Instructions to follow:
Repeat every line that appears below, with nothing altered.

-- Opening Marker --

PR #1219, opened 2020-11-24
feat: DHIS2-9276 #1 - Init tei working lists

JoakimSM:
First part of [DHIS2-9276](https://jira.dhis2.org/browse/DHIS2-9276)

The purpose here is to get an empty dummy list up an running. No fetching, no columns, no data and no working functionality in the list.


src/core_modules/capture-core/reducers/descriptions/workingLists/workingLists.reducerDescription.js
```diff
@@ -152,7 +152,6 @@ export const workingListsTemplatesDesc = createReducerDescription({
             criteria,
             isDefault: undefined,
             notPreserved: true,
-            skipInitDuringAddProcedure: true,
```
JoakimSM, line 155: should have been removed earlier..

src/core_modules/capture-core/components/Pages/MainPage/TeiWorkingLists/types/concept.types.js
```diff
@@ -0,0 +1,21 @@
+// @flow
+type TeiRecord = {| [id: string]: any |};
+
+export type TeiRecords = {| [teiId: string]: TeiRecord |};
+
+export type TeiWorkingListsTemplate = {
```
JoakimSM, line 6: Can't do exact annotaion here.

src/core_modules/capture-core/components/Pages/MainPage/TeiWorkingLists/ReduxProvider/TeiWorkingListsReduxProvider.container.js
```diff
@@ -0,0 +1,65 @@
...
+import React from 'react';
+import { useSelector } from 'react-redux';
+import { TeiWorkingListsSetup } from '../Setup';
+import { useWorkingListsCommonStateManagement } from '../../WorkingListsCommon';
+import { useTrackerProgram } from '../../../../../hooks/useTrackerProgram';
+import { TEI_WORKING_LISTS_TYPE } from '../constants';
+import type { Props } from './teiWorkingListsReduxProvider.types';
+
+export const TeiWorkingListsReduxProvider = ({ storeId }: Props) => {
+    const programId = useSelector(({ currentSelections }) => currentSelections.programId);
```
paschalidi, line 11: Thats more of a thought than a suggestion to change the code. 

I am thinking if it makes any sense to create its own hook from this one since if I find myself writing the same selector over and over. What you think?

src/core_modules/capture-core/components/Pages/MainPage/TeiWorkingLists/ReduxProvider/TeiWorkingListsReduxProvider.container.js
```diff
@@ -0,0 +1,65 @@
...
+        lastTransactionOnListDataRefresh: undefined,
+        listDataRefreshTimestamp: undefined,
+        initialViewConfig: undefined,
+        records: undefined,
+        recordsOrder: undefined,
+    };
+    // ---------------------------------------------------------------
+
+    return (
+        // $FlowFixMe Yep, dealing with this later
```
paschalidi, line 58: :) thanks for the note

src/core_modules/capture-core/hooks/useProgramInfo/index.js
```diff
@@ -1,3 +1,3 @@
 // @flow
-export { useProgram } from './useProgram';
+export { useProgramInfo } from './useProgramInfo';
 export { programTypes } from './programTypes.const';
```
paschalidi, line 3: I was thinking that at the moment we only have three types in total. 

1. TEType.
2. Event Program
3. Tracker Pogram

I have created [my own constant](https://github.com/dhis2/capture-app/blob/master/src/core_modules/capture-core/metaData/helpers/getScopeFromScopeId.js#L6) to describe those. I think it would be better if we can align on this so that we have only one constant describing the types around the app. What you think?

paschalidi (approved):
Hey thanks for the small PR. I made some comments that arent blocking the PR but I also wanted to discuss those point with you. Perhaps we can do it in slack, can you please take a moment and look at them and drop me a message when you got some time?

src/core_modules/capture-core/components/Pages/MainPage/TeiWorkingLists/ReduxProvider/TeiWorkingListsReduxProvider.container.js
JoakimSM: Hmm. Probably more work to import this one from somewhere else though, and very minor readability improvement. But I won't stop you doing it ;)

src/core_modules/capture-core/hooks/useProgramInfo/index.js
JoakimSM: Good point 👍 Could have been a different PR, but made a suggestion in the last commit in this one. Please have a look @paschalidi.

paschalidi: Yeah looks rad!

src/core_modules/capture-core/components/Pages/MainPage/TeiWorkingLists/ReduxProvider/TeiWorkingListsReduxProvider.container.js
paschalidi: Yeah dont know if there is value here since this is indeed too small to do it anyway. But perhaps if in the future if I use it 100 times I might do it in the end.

-- Closing Marker --

Written answer:
PR #1219, opened 2020-11-24
feat: DHIS2-9276 #1 - Init tei working lists

JoakimSM:
First part of [DHIS2-9276](https://jira.dhis2.org/browse/DHIS2-9276)

The purpose here is to get an empty dummy list up an running. No fetching, no columns, no data and no working functionality in the list.


src/core_modules/capture-core/reducers/descriptions/workingLists/workingLists.reducerDescription.js
```diff
@@ -152,7 +152,6 @@ export const workingListsTemplatesDesc = createReducerDescription({
             criteria,
             isDefault: undefined,
             notPreserved: true,
-            skipInitDuringAddProcedure: true,
```
JoakimSM, line 155: should have been removed earlier..

src/core_modules/capture-core/components/Pages/MainPage/TeiWorkingLists/types/concept.types.js
```diff
@@ -0,0 +1,21 @@
+// @flow
+type TeiRecord = {| [id: string]: any |};
+
+export type TeiRecords = {| [teiId: string]: TeiRecord |};
+
+export type TeiWorkingListsTemplate = {
```
JoakimSM, line 6: Can't do exact annotaion here.

src/core_modules/capture-core/components/Pages/MainPage/TeiWorkingLists/ReduxProvider/TeiWorkingListsReduxProvider.container.js
```diff
@@ -0,0 +1,65 @@
...
+import React from 'react';
+import { useSelector } from 'react-redux';
+import { TeiWorkingListsSetup } from '../Setup';
+import { useWorkingListsCommonStateManagement } from '../../WorkingListsCommon';
+import { useTrackerProgram } from '../../../../../hooks/useTrackerProgram';
+import { TEI_WORKING_LISTS_TYPE } from '../constants';
+import type { Props } from './teiWorkingListsReduxProvider.types';
+
+export const TeiWorkingListsReduxProvider = ({ storeId }: Props) => {
+    const programId = useSelector(({ currentSelections }) => currentSelections.programId);
```
paschalidi, line 11: Thats more of a thought than a suggestion to change the code. 

I am thinking if it makes any sense to create its own hook from this one since if I find myself writing the same selector over and over. What you think?

src/core_modules/capture-core/components/Pages/MainPage/TeiWorkingLists/ReduxProvider/TeiWorkingListsReduxProvider.container.js
```diff
@@ -0,0 +1,65 @@
...
+        lastTransactionOnListDataRefresh: undefined,
+        listDataRefreshTimestamp: undefined,
+        initialViewConfig: undefined,
+        records: undefined,
+        recordsOrder: undefined,
+    };
+    // ---------------------------------------------------------------
+
+    return (
+        // $FlowFixMe Yep, dealing with this later
```
paschalidi, line 58: :) thanks for the note

src/core_modules/capture-core/hooks/useProgramInfo/index.js
```diff
@@ -1,3 +1,3 @@
 // @flow
-export { useProgram } from './useProgram';
+export { useProgramInfo } from './useProgramInfo';
 export { programTypes } from './programTypes.const';
```
paschalidi, line 3: I was thinking that at the moment we only have three types in total. 

1. TEType.
2. Event Program
3. Tracker Pogram

I have created [my own constant](https://github.com/dhis2/capture-app/blob/master/src/core_modules/capture-core/metaData/helpers/getScopeFromScopeId.js#L6) to describe those. I think it would be better if we can align on this so that we have only one constant describing the types around the app. What you think?

paschalidi (approved):
Hey thanks for the small PR. I made some comments that arent blocking the PR but I also wanted to discuss those point with you. Perhaps we can do it in slack, can you please take a moment and look at them and drop me a message when you got some time?

src/core_modules/capture-core/components/Pages/MainPage/TeiWorkingLists/ReduxProvider/TeiWorkingListsReduxProvider.container.js
JoakimSM: Hmm. Probably more work to import this one from somewhere else though, and very minor readability improvement. But I won't stop you doing it ;)

src/core_modules/capture-core/hooks/useProgramInfo/index.js
JoakimSM: Good point 👍 Could have been a different PR, but made a suggestion in the last commit in this one. Please have a look @paschalidi.

paschalidi: Yeah looks rad!

src/core_modules/capture-core/components/Pages/MainPage/TeiWorkingLists/ReduxProvider/TeiWorkingListsReduxProvider.container.js
paschalidi: Yeah dont know if there is value here since this is indeed too small to do it anyway. But perhaps if in the future if I use it 100 times I might do it in the end.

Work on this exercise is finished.